## EXERCISE GOAL
What you produce should be every line from the data that includes "kind".

## STORED DATA

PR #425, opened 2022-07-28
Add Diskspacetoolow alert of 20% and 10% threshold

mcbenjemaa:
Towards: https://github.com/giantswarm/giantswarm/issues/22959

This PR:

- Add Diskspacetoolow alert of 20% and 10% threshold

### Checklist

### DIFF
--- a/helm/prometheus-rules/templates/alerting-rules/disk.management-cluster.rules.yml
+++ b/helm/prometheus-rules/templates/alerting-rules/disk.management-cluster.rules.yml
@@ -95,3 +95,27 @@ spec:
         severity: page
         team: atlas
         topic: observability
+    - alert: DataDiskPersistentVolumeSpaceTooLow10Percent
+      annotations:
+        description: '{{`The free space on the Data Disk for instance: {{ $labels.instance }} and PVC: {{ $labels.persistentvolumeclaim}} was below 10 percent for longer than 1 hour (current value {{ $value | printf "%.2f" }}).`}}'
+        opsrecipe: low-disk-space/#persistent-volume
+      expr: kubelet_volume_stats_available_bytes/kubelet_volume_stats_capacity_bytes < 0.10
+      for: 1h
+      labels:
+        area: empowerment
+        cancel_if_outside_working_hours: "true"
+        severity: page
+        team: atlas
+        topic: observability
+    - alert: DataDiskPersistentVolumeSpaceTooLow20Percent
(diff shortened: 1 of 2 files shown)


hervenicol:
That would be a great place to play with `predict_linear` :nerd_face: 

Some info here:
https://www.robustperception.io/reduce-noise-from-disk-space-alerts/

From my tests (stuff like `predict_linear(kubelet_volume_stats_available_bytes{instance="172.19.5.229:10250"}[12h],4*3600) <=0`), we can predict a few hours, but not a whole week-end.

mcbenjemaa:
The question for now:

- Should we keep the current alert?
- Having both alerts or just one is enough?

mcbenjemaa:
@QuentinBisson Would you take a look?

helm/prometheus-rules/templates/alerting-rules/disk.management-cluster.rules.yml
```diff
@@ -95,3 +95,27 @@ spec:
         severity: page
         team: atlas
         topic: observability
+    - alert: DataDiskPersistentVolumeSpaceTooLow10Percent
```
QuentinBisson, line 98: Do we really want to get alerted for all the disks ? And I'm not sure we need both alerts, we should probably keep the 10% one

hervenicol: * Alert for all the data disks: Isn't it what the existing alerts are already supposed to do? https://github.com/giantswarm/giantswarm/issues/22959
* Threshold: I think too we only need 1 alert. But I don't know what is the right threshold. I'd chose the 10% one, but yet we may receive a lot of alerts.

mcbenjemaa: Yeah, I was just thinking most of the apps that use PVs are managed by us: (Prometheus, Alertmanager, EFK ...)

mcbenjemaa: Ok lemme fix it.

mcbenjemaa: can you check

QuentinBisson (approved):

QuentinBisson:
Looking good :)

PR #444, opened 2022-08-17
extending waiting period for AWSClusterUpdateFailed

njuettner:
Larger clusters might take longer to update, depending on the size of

* * *

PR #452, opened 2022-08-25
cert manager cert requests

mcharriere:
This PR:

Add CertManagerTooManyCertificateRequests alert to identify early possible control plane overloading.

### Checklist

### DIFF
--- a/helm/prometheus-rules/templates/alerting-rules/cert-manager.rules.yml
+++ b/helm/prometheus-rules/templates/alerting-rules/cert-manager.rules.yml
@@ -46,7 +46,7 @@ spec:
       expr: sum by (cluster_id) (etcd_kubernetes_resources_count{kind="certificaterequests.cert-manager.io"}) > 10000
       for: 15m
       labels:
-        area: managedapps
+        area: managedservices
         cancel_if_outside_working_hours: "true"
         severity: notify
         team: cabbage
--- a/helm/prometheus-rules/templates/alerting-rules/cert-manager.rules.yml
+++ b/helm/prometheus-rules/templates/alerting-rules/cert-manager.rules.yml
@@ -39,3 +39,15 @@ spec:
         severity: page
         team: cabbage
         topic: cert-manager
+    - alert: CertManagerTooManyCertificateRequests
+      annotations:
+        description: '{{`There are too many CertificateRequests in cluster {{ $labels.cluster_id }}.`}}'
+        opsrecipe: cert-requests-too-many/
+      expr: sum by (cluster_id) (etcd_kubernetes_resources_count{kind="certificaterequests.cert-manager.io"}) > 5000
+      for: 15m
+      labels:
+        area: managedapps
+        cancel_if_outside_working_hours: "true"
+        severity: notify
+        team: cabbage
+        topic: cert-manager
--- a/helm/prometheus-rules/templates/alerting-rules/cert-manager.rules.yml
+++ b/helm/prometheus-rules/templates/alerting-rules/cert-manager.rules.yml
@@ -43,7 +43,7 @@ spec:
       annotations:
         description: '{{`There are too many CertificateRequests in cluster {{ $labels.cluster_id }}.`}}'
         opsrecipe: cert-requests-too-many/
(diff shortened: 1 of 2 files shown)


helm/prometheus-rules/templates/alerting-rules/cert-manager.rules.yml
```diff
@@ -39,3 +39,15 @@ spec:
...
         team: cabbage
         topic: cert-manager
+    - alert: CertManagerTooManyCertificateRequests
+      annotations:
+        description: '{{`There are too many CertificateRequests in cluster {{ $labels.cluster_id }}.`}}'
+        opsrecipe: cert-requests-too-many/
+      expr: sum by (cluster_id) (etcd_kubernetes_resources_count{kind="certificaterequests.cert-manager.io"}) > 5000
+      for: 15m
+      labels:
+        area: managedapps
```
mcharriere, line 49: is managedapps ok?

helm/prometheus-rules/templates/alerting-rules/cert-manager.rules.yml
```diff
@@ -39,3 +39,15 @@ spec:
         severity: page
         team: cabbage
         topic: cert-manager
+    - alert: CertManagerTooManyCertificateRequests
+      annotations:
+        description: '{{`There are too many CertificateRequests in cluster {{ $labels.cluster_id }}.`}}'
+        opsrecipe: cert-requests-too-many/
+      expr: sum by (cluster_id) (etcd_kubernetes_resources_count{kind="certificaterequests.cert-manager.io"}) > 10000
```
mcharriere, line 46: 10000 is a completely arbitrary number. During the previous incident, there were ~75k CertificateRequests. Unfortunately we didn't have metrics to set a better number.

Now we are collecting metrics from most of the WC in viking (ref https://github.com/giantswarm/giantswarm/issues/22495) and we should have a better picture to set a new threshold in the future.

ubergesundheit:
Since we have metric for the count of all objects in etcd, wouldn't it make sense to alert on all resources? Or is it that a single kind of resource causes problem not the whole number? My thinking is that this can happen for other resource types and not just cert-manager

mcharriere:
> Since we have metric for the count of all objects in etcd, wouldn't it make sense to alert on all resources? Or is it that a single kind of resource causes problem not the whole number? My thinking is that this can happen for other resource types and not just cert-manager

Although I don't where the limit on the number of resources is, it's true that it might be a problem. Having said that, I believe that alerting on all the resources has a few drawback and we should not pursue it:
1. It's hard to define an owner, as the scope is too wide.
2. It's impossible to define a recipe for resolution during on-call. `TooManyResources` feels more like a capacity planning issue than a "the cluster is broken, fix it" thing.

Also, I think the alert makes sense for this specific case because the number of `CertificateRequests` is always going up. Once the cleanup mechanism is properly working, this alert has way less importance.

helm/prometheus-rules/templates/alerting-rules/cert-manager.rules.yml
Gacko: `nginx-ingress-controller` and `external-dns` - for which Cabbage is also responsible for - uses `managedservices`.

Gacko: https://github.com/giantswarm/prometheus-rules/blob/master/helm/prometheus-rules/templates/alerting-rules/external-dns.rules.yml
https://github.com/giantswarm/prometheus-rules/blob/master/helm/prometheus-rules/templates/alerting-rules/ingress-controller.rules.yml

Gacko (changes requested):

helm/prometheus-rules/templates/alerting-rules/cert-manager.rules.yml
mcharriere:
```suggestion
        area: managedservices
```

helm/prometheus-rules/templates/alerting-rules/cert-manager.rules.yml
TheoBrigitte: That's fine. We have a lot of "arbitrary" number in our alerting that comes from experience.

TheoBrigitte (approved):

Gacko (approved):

## EXERCISE SOLUTION
       expr: sum by (cluster_id) (etcd_kubernetes_resources_count{kind="certificaterequests.cert-manager.io"}) > 10000
+      expr: sum by (cluster_id) (etcd_kubernetes_resources_count{kind="certificaterequests.cert-manager.io"}) > 5000
+      expr: sum by (cluster_id) (etcd_kubernetes_resources_count{kind="certificaterequests.cert-manager.io"}) > 5000
+      expr: sum by (cluster_id) (etcd_kubernetes_resources_count{kind="certificaterequests.cert-manager.io"}) > 10000
Since we have metric for the count of all objects in etcd, wouldn't it make sense to alert on all resources? Or is it that a single kind of resource causes problem not the whole number? My thinking is that this can happen for other resource types and not just cert-manager
> Since we have metric for the count of all objects in etcd, wouldn't it make sense to alert on all resources? Or is it that a single kind of resource causes problem not the whole number? My thinking is that this can happen for other resource types and not just cert-manager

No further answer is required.